__Task objective__:
Within the records that follow, find every line containing the string "additional". Copy those lines.

·····

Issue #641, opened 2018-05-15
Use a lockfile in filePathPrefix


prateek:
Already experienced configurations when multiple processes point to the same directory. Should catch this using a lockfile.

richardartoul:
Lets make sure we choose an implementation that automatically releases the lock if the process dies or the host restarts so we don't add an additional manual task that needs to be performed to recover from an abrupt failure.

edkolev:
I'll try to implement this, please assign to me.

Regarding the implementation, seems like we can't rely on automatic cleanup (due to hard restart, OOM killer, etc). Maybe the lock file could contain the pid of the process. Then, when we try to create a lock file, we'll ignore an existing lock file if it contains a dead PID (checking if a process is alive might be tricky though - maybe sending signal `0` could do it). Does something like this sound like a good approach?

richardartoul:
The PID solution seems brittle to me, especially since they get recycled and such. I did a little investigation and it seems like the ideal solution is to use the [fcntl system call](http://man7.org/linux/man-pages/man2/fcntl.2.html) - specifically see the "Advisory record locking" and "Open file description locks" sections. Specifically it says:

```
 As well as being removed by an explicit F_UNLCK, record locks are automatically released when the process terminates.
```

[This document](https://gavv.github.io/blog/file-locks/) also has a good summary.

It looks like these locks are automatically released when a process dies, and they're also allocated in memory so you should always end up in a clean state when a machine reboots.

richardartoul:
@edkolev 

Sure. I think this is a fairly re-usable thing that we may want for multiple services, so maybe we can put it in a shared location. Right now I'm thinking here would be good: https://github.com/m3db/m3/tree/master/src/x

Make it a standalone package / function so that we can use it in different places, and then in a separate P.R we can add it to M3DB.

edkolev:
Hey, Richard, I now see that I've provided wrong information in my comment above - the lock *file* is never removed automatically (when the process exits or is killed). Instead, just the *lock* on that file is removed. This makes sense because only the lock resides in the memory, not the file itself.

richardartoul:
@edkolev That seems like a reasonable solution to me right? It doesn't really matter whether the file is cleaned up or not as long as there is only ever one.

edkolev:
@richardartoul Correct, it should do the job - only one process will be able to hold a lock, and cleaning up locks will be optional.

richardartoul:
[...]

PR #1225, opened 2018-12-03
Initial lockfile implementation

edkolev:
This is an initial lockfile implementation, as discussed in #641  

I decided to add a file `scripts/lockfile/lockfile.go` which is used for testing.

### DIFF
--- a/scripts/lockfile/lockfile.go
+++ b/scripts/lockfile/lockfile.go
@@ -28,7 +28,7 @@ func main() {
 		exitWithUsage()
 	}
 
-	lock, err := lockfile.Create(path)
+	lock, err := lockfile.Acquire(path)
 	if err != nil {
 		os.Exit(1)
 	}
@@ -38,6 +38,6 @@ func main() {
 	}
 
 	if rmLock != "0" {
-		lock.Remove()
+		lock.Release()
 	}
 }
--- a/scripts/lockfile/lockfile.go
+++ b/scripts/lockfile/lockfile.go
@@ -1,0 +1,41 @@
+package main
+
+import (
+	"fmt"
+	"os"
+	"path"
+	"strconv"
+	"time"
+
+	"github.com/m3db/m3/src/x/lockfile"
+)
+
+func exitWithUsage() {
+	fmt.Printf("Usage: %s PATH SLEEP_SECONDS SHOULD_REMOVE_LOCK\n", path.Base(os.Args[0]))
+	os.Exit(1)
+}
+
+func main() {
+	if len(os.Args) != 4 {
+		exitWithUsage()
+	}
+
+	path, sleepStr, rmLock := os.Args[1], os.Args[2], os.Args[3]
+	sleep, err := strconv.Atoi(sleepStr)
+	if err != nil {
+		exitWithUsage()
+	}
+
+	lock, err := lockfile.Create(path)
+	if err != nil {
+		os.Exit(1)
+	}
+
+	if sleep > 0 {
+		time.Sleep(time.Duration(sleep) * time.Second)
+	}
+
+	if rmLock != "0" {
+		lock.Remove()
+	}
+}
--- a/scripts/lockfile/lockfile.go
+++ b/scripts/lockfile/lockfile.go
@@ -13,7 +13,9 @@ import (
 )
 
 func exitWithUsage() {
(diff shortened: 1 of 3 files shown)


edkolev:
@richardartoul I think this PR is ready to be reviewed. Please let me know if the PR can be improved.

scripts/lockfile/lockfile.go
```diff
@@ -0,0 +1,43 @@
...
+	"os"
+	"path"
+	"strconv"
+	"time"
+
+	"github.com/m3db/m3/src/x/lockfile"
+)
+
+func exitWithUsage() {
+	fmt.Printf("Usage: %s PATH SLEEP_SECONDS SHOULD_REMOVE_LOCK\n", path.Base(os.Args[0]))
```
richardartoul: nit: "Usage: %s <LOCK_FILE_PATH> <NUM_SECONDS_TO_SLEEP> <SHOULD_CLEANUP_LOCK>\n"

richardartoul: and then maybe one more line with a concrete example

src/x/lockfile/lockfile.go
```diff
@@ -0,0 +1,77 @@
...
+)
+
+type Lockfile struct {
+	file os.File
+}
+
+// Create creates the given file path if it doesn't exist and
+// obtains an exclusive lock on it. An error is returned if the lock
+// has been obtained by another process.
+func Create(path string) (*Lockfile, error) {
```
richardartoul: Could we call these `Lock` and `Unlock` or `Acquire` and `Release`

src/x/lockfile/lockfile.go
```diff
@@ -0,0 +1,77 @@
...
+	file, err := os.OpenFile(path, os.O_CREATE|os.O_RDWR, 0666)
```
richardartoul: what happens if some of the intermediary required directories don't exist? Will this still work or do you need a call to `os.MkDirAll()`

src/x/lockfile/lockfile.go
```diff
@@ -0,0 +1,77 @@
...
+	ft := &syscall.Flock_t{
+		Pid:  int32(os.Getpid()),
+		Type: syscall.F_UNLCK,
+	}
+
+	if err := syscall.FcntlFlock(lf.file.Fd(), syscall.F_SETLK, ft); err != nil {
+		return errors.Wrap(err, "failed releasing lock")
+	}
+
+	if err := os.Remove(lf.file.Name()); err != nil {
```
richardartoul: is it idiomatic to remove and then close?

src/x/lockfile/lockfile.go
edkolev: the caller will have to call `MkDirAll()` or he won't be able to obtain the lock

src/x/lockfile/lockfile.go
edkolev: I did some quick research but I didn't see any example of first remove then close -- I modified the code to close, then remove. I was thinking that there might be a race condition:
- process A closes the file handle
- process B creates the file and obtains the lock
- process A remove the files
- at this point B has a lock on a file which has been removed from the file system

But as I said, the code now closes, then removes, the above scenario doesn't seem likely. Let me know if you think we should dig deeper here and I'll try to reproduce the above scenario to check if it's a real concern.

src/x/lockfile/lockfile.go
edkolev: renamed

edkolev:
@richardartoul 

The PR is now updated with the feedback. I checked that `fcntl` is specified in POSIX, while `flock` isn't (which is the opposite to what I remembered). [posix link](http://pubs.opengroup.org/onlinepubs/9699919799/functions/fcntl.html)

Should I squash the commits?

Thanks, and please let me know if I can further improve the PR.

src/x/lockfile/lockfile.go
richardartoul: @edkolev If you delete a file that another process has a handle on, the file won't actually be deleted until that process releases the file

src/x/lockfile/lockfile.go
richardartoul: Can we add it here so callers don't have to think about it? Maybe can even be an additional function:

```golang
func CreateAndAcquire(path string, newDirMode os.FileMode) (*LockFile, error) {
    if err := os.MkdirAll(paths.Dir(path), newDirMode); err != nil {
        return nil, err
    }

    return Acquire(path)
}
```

·····

__Task result__:
Lets make sure we choose an implementation that automatically releases the lock if the process dies or the host restarts so we don't add an additional manual task that needs to be performed to recover from an abrupt failure.
richardartoul: Can we add it here so callers don't have to think about it? Maybe can even be an additional function:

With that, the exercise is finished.